● ACTIVITY
Output the records that follow, with every character intact.

● MATERIAL FOR THIS TASK
PR #1710, opened 2023-08-16
Allow Oauth2 and basic auth for management UI and support multiple oauth2 resources

MarcialRosales:
**Note**: This PR should not be merged until the PR https://github.com/rabbitmq/rabbitmq-server/pull/10012 is released

PR #1866, opened 2024-04-02
Remove deprecated queue_explicit_gc_run_operation_threshold config notes

Ayanda-D:
Follow up to: https://github.com/rabbitmq/rabbitmq-server/pull/10880 
The deprecated config notes are misleading for users on 3.12.x or later.

### DIFF
--- a/docs/configure.md
+++ b/docs/configure.md
@@ -1482,45 +1482,6 @@ under the `rabbit` section.
       </p>
     </td>
   </tr>
-
-  <tr>
-    <td>
-      `lazy_queue_explicit_gc_run_operation_threshold`
-    </td>
-    <td>
-     Tunable value only for lazy queues when under memory pressure.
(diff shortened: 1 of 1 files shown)


michaelklishin:
This can only go into 4.x for which we currently do not have a documentation branch.

michaelklishin:
The earliest we can merge this is after https://github.com/rabbitmq/rabbitmq-website/pull/1710 is finished and the 3.13.x and 4.x branches are separated.

Ayanda-D:
FYI, a user wanted to apply/change this config in 3.12.7, then I double checked code only to find it removed/deprecated in 3.12.0. Hence the PRs. I'm not sure purpose of still having this config documented if no longer in use? Especially for lenghty period until 4.0 😄 hopefully doesnt cause further confusion while in the docs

● EXERCISE ANSWER
PR #1710, opened 2023-08-16
Allow Oauth2 and basic auth for management UI and support multiple oauth2 resources

MarcialRosales:
**Note**: This PR should not be merged until the PR https://github.com/rabbitmq/rabbitmq-server/pull/10012 is released

PR #1866, opened 2024-04-02
Remove deprecated queue_explicit_gc_run_operation_threshold config notes

Ayanda-D:
Follow up to: https://github.com/rabbitmq/rabbitmq-server/pull/10880 
The deprecated config notes are misleading for users on 3.12.x or later.

### DIFF
--- a/docs/configure.md
+++ b/docs/configure.md
@@ -1482,45 +1482,6 @@ under the `rabbit` section.
       </p>
     </td>
   </tr>
-
-  <tr>
-    <td>
-      `lazy_queue_explicit_gc_run_operation_threshold`
-    </td>
-    <td>
-     Tunable value only for lazy queues when under memory pressure.
(diff shortened: 1 of 1 files shown)


michaelklishin:
This can only go into 4.x for which we currently do not have a documentation branch.

michaelklishin:
The earliest we can merge this is after https://github.com/rabbitmq/rabbitmq-website/pull/1710 is finished and the 3.13.x and 4.x branches are separated.

Ayanda-D:
FYI, a user wanted to apply/change this config in 3.12.7, then I double checked code only to find it removed/deprecated in 3.12.0. Hence the PRs. I'm not sure purpose of still having this config documented if no longer in use? Especially for lenghty period until 4.0 😄 hopefully doesnt cause further confusion while in the docs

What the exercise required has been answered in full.